PR #173, opened 2019-05-28
Allow to start multiple tarantool instances from single script.

rtokarev:
This patch is allowed to start multiple tarantool instances from a single script. Each instance will have a unique work directory, log, pidfile, control socket and etc, named with the supplied instance name.

The instance name will not be overridden with an initial script name. For each instance, the initial script will be copied to the var directory and will be named with the instance name.

### DIFF
--- a/lib/tarantool_server.py
+++ b/lib/tarantool_server.py
@@ -294,7 +294,7 @@ class TarantoolServer(Server):
 
     @property
     def script_dst(self):
-        return os.path.join(self.vardir, os.path.basename(self.script))
+        return os.path.join(self.vardir, self.name + '.lua')
 
     @property
     def logfile_pos(self):
@@ -319,7 +319,8 @@ class TarantoolServer(Server):
                 delattr(self, '_script')
             return
         self._script = os.path.abspath(val)
-        self.name = os.path.basename(self._script).split('.')[0]
+	if self.name == 'default' :
+	    self.name = os.path.basename(self._script).split('.')[0]
 
     @property
     def _admin(self):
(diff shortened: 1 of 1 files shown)


Totktonada:
Sorry, I had those thoughts for a long time in the mind, but something constantly take me away from formulating them.

What disquiets me here. We have three things:

1. An instance name in test-run.
2. A script name.
3. An instance name in tarantoolctl (xlogs, snaps, text logs are named similarly).

Now 2 == 3. It is not quite obvious, how everything works: where to find logs and so on. However most developers work with that for a long time and more or less know where to find necessary things.

After the change, 1 == 3. It is not bad per se, if we would do this from scratch. However I afraid that the change may confuse developers more than how it is implemented now. Just because one non-quite-obvious behaviour will be replaced with another one that is of this kind too.

My objections are not quite strict, though.

I have an idea in the mind that likely will allow us to get rid of all those extra files. Something like:

```lua
test_run:create_server(<name>, {
    <..other options are here..>
    script = [[
        box.cfg{
            listen = os.getenv('LISTEN'),
        }
    ]],
})
test_run:start_server(<name>, {<startup options>})
```

The one `name` for test-run and tarantoolctl.

We can pass instance name as well as user defined data using environment variables.

Is not that nice?

Totktonada:
However after the change the script is renamed according to test-run's instance name in the working directory. So, maybe, everything is actually good: one may look into the working directory and understand how instance files are relevant to logs, xlogs, snaps and so on (as well as now). In fact, we discuss four things, not three ones:

1. An instance name in test-run.
2. A script name in the source directory (`test/foo/`).
3. A script name in the working directory (`test/var/001_foo/`).
4. An instance name in tarantoolctl (xlogs, snaps, text logs are named similarly).

Now 2 == 3 == 4.

After the change it'll be 1 == 3 == 4.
......
* TASK STATEMENT:
For this exercise, all the data must be repeated exactly.

* TASK OUTPUT:
PR #173, opened 2019-05-28
Allow to start multiple tarantool instances from single script.

rtokarev:
This patch is allowed to start multiple tarantool instances from a single script. Each instance will have a unique work directory, log, pidfile, control socket and etc, named with the supplied instance name.

The instance name will not be overridden with an initial script name. For each instance, the initial script will be copied to the var directory and will be named with the instance name.

### DIFF
--- a/lib/tarantool_server.py
+++ b/lib/tarantool_server.py
@@ -294,7 +294,7 @@ class TarantoolServer(Server):
 
     @property
     def script_dst(self):
-        return os.path.join(self.vardir, os.path.basename(self.script))
+        return os.path.join(self.vardir, self.name + '.lua')
 
     @property
     def logfile_pos(self):
@@ -319,7 +319,8 @@ class TarantoolServer(Server):
                 delattr(self, '_script')
             return
         self._script = os.path.abspath(val)
-        self.name = os.path.basename(self._script).split('.')[0]
+	if self.name == 'default' :
+	    self.name = os.path.basename(self._script).split('.')[0]
 
     @property
     def _admin(self):
(diff shortened: 1 of 1 files shown)


Totktonada:
Sorry, I had those thoughts for a long time in the mind, but something constantly take me away from formulating them.

What disquiets me here. We have three things:

1. An instance name in test-run.
2. A script name.
3. An instance name in tarantoolctl (xlogs, snaps, text logs are named similarly).

Now 2 == 3. It is not quite obvious, how everything works: where to find logs and so on. However most developers work with that for a long time and more or less know where to find necessary things.

After the change, 1 == 3. It is not bad per se, if we would do this from scratch. However I afraid that the change may confuse developers more than how it is implemented now. Just because one non-quite-obvious behaviour will be replaced with another one that is of this kind too.

My objections are not quite strict, though.

I have an idea in the mind that likely will allow us to get rid of all those extra files. Something like:

```lua
test_run:create_server(<name>, {
    <..other options are here..>
    script = [[
        box.cfg{
            listen = os.getenv('LISTEN'),
        }
    ]],
})
test_run:start_server(<name>, {<startup options>})
```

The one `name` for test-run and tarantoolctl.

We can pass instance name as well as user defined data using environment variables.

Is not that nice?

Totktonada:
However after the change the script is renamed according to test-run's instance name in the working directory. So, maybe, everything is actually good: one may look into the working directory and understand how instance files are relevant to logs, xlogs, snaps and so on (as well as now). In fact, we discuss four things, not three ones:

1. An instance name in test-run.
2. A script name in the source directory (`test/foo/`).
3. A script name in the working directory (`test/var/001_foo/`).
4. An instance name in tarantoolctl (xlogs, snaps, text logs are named similarly).

Now 2 == 3 == 4.

After the change it'll be 1 == 3 == 4.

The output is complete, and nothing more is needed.